PD-1 inhibitors are effective in dMMR tumors, with both Jemperli and Keytruda showing significant tumor progression-free survival benefits in separate phase 3 trials. However, Jemperli initially only achieved a 24% reduction in the risk of progression or death compared to chemotherapy alone, whereas Keytruda showed a 40% progression-free survival improvement in the pMMR group. Given that more than 70% of endometrial cancers are pMMR, this was a crucial metric.
With the latest approval, GSK presented data showing that Jemperli, combined with chemotherapy, could significantly extend patients' lives. In the phase 3 RUBY trial, the combination reduced the risk of death by 31% compared to chemotherapy alone, regardless of biomarker status. Specifically for the pMMR subgroup, the death risk reduction was 21%, although not statistically significant. Keytruda, on the other hand, has yet to claim an overall survival benefit and showed only a 12% death rate in the dMMR cohort and 17% in the pMMR group during an interim analysis.

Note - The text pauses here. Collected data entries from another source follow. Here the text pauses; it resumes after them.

PR #1088, opened 2021-08-21
Fix VideoPlayer

theapache64:
# Changes

This PR fixes two issues with the `VideoPlayer` sample.

## 🐛   No Video Issue

**Problem:**
- Previously, we were using  `vlcj`'s `EmbeddedMediaPlayerComponent` to play the video. This component doesn't work on macOS due to insufficient support from the `AWT` side. [[1]](https://stackoverflow.com/a/59346015/4370279)[[2]](https://github.com/caprica/vlcj/issues/887#issuecomment-503288294). This caused the player not to play the video on MacOS.

**Solution:**

- Check the OS type and provide `EmbeddedMediaPlayerComponent`  or `CallbackMediaPlayerComponent`(for macOS) accordingly. (here's the commit https://github.com/JetBrains/compose-jb/commit/1e396c79e01d7162e522c5fc3a92e52b1560e238)

## 🐛   Local file path Issue

**Problem:**
Previously, the URL was a local file path that wouldn't exist in every system.

**Solution:**
Update it to a public URL. Here's the commit (4366a6ea1aae6393879e7c9589fa9386176ee1fa)

# Output

https://user-images.githubusercontent.com/9678279/130316868-19d78267-db95-4bd3-be7d-52037935b8ae.mp4

### DIFF
--- a/components/VideoPlayer/demo/src/jvmMain/kotlin/org/jetbrains/compose/videoplayer/demo/Main.kt
+++ b/components/VideoPlayer/demo/src/jvmMain/kotlin/org/jetbrains/compose/videoplayer/demo/Main.kt
@@ -13,7 +13,11 @@ fun main() {
     ) {
         MaterialTheme {
             DesktopTheme {
-                VideoPlayer("/System/Library/Compositions/Yosemite.mov", 640, 480)
+                VideoPlayer(
+                    url = "http://commondatastorage.googleapis.com/gtv-videos-bucket/sample/BigBuckBunny.mp4",
+                    width = 640,
+                    height = 480
+                )
             }
         }
     }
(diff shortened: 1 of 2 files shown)


igordmn:
Found issues:

1. Fullscreen is too slow on macOs on my machine (MacBook Pro 2019 16" i9), but not slow on the `theapache64` machine.
2. I noticed a frame tearing (as happened when vsync is disabled)
3. Encountered:
```
 java.io.IOException: Native library (darwin/libvlc.dylib) not found in resource path
```
until I installed VLC:
```
brew install vlc
```
I thinks we need to bundle VLC as a part of VideoPlayer.

theapache64:
@igordmn I am using the same MBP, but with a dual monitor setup. I was running the demo on the external monitor. Moving the output window to MBC's display also causing the same issue.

Abdullah pointed out that overall survival is the gold standard for measuring the efficacy and safety of oncology drugs. This data lends additional credibility to Jemperli, especially as a newer product. He also mentioned that past clinical trials have shown varied results among PD-1 inhibitors, indicating that one inhibitor’s success does not guarantee another's. However, it remains to be seen how this advantage will translate into uptake, given the medical community's familiarity with Keytruda.
Luke Miels, Chief Commercial Officer at GSK, acknowledged Keytruda's leading position but noted a significant shift in physicians' perception of Jemperli and their willingness to try it. He suggested that potential guideline changes favoring overall survival could drive further growth. In the first quarter, Jemperli’s new patient share in first-line dMMR endometrial cancer nearly doubled to 33% compared to the end of 2023.
GSK is also exploring enhancements for Jemperli, such as combining it with the PARP inhibitor Zejula, particularly in the pMMR population. This combination is being tested in part 2 of the RUBY trial, showing stronger progression-free survival results in pMMR patients compared to Jemperli alone. However, long-term overall survival results are still pending, and there are concerns about potential adverse effects from PARP inhibitors in certain ovarian cancer patients.
Keytruda’s NRG-GY018 trial does not include a separate PARP arm, but Merck's partner AstraZeneca is testing a similar approach with its PD-L1 inhibitor Imfinzi and PARP drug Lynparza in the phase 3 DUO-E trial. Recently, Imfinzi and chemotherapy received FDA approval for dMMR tumors based on this study.
GSK anticipates that Jemperli could achieve more than £2 billion in peak sales. The company is exploring various combinations, including with TIGIT and newly licensed B7-H3 and B7-H4 antibody-drug conjugates. Abdullah highlighted the B7-H4 candidate as particularly promising for endometrial and ovarian cancers.